Collected data

+ + + + +

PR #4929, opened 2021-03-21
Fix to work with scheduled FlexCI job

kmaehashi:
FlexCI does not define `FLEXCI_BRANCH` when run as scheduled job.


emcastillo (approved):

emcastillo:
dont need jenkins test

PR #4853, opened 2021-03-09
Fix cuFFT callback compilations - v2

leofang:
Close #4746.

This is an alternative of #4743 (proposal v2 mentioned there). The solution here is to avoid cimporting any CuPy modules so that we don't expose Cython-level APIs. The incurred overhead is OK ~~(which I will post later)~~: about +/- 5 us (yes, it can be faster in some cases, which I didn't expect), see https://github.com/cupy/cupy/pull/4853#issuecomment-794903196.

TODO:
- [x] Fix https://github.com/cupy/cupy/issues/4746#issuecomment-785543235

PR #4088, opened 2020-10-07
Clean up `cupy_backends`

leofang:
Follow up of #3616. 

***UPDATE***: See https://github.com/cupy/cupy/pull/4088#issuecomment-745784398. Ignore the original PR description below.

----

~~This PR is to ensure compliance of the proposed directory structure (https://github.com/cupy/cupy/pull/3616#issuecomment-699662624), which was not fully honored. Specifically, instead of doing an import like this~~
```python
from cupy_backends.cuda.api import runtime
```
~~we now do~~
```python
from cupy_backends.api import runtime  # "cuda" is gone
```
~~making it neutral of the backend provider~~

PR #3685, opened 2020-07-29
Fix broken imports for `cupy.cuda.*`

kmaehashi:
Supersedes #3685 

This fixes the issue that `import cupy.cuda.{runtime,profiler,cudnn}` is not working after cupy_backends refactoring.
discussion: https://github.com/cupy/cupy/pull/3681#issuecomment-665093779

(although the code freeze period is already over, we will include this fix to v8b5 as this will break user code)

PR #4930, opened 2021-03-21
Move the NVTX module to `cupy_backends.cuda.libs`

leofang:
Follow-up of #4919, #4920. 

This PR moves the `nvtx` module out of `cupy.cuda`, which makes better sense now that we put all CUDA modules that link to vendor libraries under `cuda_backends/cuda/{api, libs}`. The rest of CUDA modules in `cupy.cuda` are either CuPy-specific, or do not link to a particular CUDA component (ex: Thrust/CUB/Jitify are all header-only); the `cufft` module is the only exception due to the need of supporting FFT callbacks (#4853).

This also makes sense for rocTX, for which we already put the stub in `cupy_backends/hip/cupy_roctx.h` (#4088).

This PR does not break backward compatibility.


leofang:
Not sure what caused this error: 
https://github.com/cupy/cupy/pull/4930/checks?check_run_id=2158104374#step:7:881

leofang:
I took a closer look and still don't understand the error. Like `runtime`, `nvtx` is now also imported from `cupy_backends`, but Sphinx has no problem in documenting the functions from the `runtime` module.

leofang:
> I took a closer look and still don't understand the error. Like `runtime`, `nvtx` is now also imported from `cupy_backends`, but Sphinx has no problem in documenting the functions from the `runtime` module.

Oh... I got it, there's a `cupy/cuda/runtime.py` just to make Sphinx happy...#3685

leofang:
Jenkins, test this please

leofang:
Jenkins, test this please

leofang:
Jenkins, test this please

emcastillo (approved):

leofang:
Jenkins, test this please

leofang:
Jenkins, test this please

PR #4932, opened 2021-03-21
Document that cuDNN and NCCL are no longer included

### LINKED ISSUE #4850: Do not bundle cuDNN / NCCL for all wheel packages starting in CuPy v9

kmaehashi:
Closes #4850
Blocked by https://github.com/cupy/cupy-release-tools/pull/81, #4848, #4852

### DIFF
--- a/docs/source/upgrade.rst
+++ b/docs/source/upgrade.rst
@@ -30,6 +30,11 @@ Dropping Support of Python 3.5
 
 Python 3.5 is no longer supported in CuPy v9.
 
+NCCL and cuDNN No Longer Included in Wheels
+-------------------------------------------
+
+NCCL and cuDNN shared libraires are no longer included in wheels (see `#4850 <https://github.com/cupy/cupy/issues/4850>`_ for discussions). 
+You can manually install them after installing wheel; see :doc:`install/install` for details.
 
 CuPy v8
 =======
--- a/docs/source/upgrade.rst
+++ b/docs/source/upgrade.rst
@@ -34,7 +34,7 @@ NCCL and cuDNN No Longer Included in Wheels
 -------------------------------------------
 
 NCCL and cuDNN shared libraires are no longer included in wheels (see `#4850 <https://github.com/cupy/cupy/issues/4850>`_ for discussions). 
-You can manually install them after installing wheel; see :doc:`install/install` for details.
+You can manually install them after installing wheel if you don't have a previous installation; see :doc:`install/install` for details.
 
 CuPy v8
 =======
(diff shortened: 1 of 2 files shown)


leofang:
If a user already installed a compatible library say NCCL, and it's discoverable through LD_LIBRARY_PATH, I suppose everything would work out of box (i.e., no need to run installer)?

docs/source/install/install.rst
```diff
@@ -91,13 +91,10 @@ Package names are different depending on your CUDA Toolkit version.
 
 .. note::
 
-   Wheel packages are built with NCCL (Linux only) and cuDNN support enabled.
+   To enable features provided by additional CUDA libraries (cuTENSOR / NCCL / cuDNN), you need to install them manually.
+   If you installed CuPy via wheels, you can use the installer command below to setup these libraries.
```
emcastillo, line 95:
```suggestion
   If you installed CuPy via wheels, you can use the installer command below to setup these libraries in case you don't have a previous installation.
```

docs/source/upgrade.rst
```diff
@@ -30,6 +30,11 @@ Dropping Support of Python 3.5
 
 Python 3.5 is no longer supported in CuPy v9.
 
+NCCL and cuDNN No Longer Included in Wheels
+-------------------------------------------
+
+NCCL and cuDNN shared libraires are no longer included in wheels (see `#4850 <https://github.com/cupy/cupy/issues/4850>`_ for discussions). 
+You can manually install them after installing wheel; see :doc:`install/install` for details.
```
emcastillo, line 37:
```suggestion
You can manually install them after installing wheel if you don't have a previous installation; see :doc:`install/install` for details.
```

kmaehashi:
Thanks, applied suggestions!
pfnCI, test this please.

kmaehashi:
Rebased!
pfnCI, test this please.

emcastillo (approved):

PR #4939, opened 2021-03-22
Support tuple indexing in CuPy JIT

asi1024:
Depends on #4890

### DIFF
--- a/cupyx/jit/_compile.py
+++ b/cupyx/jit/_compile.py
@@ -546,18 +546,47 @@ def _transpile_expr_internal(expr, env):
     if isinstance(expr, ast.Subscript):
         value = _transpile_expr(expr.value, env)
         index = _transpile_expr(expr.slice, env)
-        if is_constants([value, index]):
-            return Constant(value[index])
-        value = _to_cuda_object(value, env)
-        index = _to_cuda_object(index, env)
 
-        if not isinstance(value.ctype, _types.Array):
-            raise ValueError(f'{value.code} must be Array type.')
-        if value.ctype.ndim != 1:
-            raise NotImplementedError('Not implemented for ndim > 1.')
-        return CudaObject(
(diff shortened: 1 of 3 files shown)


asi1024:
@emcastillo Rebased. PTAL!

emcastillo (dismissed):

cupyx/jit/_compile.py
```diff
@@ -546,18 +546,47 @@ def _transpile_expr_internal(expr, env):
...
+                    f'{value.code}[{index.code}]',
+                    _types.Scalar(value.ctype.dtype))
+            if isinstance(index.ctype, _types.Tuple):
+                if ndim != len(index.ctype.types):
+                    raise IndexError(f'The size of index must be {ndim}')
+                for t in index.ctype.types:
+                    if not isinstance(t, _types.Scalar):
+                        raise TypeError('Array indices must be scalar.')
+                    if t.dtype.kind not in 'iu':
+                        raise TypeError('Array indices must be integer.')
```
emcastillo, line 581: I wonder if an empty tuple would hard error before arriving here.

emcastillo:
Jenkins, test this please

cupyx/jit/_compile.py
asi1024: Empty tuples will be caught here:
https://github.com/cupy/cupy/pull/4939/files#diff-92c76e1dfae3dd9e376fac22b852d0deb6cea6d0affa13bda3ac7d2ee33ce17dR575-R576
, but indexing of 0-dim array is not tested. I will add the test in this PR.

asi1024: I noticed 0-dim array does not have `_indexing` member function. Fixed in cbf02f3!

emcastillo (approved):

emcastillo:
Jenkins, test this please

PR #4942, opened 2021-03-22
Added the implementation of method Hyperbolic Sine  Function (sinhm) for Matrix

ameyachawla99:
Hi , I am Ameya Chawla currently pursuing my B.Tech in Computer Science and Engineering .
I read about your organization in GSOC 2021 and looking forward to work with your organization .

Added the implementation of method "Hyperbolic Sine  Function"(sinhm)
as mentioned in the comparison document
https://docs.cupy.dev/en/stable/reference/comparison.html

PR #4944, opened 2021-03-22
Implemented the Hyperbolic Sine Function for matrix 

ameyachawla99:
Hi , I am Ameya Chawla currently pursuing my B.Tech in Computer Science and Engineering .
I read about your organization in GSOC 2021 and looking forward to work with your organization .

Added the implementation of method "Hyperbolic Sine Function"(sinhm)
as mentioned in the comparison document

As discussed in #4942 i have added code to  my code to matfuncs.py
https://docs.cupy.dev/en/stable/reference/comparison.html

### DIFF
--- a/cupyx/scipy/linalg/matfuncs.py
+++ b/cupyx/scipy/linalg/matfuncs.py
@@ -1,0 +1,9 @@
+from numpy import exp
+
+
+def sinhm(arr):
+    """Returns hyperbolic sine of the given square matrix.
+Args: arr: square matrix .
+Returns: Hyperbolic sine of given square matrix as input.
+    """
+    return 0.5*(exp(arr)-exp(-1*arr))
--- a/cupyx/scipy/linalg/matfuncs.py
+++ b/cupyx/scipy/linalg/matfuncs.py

+ + + + +

◆ Task ◆
Output, please, only the lines running from the start of the entries through the line that contains "Close #4746.", including both of those lines.

◆ Reply ◆
PR #4929, opened 2021-03-21
Fix to work with scheduled FlexCI job

kmaehashi:
FlexCI does not define `FLEXCI_BRANCH` when run as scheduled job.


emcastillo (approved):

emcastillo:
dont need jenkins test

PR #4853, opened 2021-03-09
Fix cuFFT callback compilations - v2

leofang:
Close #4746.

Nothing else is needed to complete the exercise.